So...I wonder how the ODNR tells the stocked fish to either stay south (the saugeye) or feel free to go north (the walleye.)

But it sure seems that fish is a saugeye... 

Bob


----------



## Flashball (Aug 26, 2009)

The original pic doesn't show the entire tail. Look for the white spot on the tail. Saugeyes don't have that mark.


----------



## Steel Cranium (Aug 22, 2005)

The state stocked both walleye and saugeye in portage lakes. Was all walleye in the 70s. Switched to saugeye in the 80s - probably since they had more of them around and at that time where thought to be 100% sterile. North reservoir received quite a few stockings of saugeye during that time. Recently, they switched back to all walleye since some folks brought up the risks of introducing saugeye into the Erie watershed.

All of the portage lakes flow toward long lake and the saugeye are known to escape the lakes thru the outflow for greener pastures downstream. The north end of long have two outflows - one is the tuscarawas river (flowing south to the Ohio) - the other is the Ohio canal, which may flow to Erie if the fish hang a right turn or to the Ohio if they lake a left turn.

Unlike other states, Ohio doesn't have a fish stocking database to answer these types of questions (at least one that I can find). My best proof of the saugeye stockings were the many I caught from North during the late 80s and early 90s.


----------



## bkr43050 (Apr 5, 2004)

Here is one map that I found on the DNR site that lays out a pretty good image of how the basins separate.


----------



## bdawg (Apr 14, 2009)

You guys are really on the ball on this topic. Lots of good info. Still looking to find out if they are still stocking Turkeyfoot with Walleye. 

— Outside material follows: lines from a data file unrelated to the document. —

PR #1098, opened 2026-05-26
Add NPO domains

WouterVermeijNPO:
### Overall Checklist

### DIFF
--- a/quirks/shared-credentials.json
+++ b/quirks/shared-credentials.json
@@ -877,5 +877,16 @@
             "ynab.com"
         ],
         "fromDomainsAreObsoleted": true
+    },
+        {
+        "shared": [
+            "eo.nl",
+            "id.npo.nl",
+            "kro-ncrv.nl",
+            "npo.nl",
+            "npo.nl/luister",
+            "npo.nl/start",
+            "wnl.tv"
+        ]
     }
 ]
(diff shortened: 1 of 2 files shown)


iDylanK (approved):

quirks/shared-credentials.json
```diff
@@ -355,6 +355,30 @@
...
         ]
     },
+    {
+        "from": [
+            "eo.nl",
+            "gld.nl",
+            "kro-ncrv.nl",
+            "l1.nl",
+            "npo.nl",
+            "npo.nl/start",
```
rmondello: these are supposed to be domains, so /start shouldn't be here

rmondello (changes requested):

quirks/shared-credentials.json
WouterVermeijNPO: Updated @rmondello

sander-bol (approved):
As developer working on some of these sites that leverage NPO ID, I'm happy to randomly come across this PR! 😅

@WouterVermeijNPO If there is metadata we can add to the regional  broadcaster's sites instead of relying on a quirks definition in this repo, please let me know. We're happy to facilitate better options if they are available!

rmondello (approved):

Definitely would be easy for the saugeye to skip over from the Tusc to the Canal over south of Nesmith Lake. They are only separated by 50'. Just need a good flood like the one in 1913 to flush everything downstream. It's almost been 100 years since that flood, so we're due. 

The portage lakes have some really interesting geology. I believe the area was originally swamping land with a few small ponds. The ponds were created by the glaciers. They just dammed up some key areas and raised the water level to provide water for the canals. Pretty good engineering for back in the 1800's. You can tell where the old ponds are by looking at the lake contour maps. You see deep holes in the weirdest places, like Miller Lake.


----------



## K gonefishin (May 4, 2004)

bdawg said:


> Still looking to find out if they are still stocking Turkeyfoot with Walleye.QUOTE]
> 
> No


----------



## Steel Cranium (Aug 22, 2005)

bdawg said:


> The portage lakes have some really interesting geology. I believe the area was originally swamping land with a few small ponds. The ponds were created by the glaciers. They just dammed up some key areas and raised the water level to provide water for the canals. Pretty good engineering for back in the 1800's. You can tell where the old ponds are by looking at the lake contour maps. You see deep holes in the weirdest places, like Miller Lake.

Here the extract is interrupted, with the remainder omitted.